La grandeza de una doctrina está en relación directamente proporcional a las posibilidades que esa misma doctrina ofrece de contradecir sus postulados sin que un rayo justiciero descienda del cielo para partirte en dos. Las doctrinas pueden ser hijas de la abyección más absoluta o del más prístino bien, pero si sus principios han de ser observados con escrúpulo y sin desviación posible, entonces tanto da que estén inspiradas por Dios o por el Diablo. Es bueno dudar de toda doctrina que no tolere la más mínima discrepancia.
Precisamente, fue la intransigencia lo que acabó con la excelente reputación de la que gozaba mi tío Amador, un hombre de pulcritud intachable y untuosos modales al que toda la familia trataba con la distancia que impone la admiración.
Era el tío Amador un gentleman, un tipo cultivado, refinado, célebre por sus soflamas en defensa de la urbanidad y las reglas de etiqueta. Mi tío fue autor de voluminosos tratados introductorios acerca del tacto exigido para con los deudos en las ceremonias fúnebres, sobre la galantería que se reclama en el trato con señoras y a propósito de las normas de comportamiento que han de acompañar a todo caballero en la mesa. El tito Amador se mostraba inflexible con estas cosas y habría sido imposible hacerle abjurar de la más insignificante de sus creencias. Amador era un apologista de la excelencia en las relaciones sociales, la distinción y la elegancia. Por eso, a nadie le extrañó que le descerrajara un tiro en el pecho al patán que osó eructar tras celebrar la exquisitez de aquel foie de canard con el que el Marqués de Alcantarilla obsequió a sus invitados durante la recepción organizada para agasajar a la pequeña Adelita en su decimoctavo cumpleaños. Mi abuela siempre nos decía que esto es lo que pasa cuando las cosas se llevan a tales extremos.
Parecida actitud demuestra el arzobispo de Toledo, señor Cañizares, quien barrunta que la asignatura Educación para la Ciudadanía no es sino una de las múltiples encarnaciones que adopta el Mal (así, escrito con mayúscula) para corromper a las criaturas de Dios. El señor Cañizares debe de ser uno de esos hombres admirables capaces de descubrir la presencia del Maligno allí donde los demás nos revelamos incapaces de advertir los efluvios sulfurosos que delatan la asechanza del Príncipe de las Tinieblas. Lo siento, pero me cuesta mucho creer al arzobispo de Toledo. Y lo digo yo, que hice la comunión ataviado de alteza real, con un terno blanco impoluto de botonadura dorada, yo, que en mi adolescencia anduve persuadido de que los elepés de José Vélez ocultaban cifrados mensajes luciferinos que sólo se hacían evidentes si se escuchaban las canciones del revés.

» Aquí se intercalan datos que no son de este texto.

PR #288, opened 2020-03-23
Add example using within expression

tobrun:
ezgif com-video-to-gif (12)

### DIFF
--- a/MapboxGLAndroidSDKTestApp/src/main/java/com/mapbox/mapboxsdk/testapp/activity/turf/WithinExpressionActivity.kt
+++ b/MapboxGLAndroidSDKTestApp/src/main/java/com/mapbox/mapboxsdk/testapp/activity/turf/WithinExpressionActivity.kt
@@ -1,0 +1,268 @@
+package com.mapbox.mapboxsdk.testapp.activity.turf
+
+import android.graphics.Color
+import android.os.Bundle
+import android.os.Handler
+import android.os.PersistableBundle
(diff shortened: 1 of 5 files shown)


alexshalamov:
@tobrun would be cool if bufferLineStringGeometry is visualized, maybe worth adding semitransparent line layer that will draw 'within' geometry?

MapboxGLAndroidSDKTestApp/src/main/java/com/mapbox/mapboxsdk/testapp/activity/turf/WithinExpressionActivity.kt
```diff
@@ -0,0 +1,266 @@
...
+      )
+    )
+
+    // Convert to a LineString
+    val routeLineString = LineString.fromLngLats(coordinates)
+
+    // Create buffer around linestring
+    val bufferedRouteGeometry = bufferLineStringGeometry(routeLineString)
+
+    // Setup style with custom layers,
```
chloekraw: Why does this say "custom layers" here? Seems a bit confusing with the `MGLOpenGLStyleLayer` custom layers

tobrun: custom layers on top mapbox streets, I will change the naming ;)

tobrun:
ezgif com-crop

He de confesar que desconozco los contenidos de la nueva asignatura ideada por el Ministerio de Educación, pero no oculto mi recelo hacia cualquier intento de hacer pasar por enseñanzas científicas lo que no dejan de ser doctrinas, aun cuando éstas puedan defender, a ojos de la mayoría, los principios más nobles y elevados (sea para educar al ciudadano o para asentar la fe del católico). Todo lo que el hombre hace de bueno –si es que algo hace- comienza a irse al garete cuando se transpone a códigos y se impone a través de leyes o mandamientos de inexcusable cumplimiento. Que un niño obtenga un siete en piedad o un ocho y medio en civismo me resulta una cosa absurda y sin sentido. Todo sería más razonable –y mucho más pacífico- si nos limitáramos a educar a los niños para que piensen por sí mismos y ejerciten su propio criterio.
Un apunte antes de terminar. Resulta curioso que la Conferencia Episcopal emplee para desacreditar esta peculiar asignatura inventada por el Gobierno un argumento idéntico al que utilizamos los defensores de la escuela laica para reclamar la exclusión de la religión de los planes de estudios: Entre las competencias del Estado no figura la de formar la conciencia moral de los alumnos. Pues eso.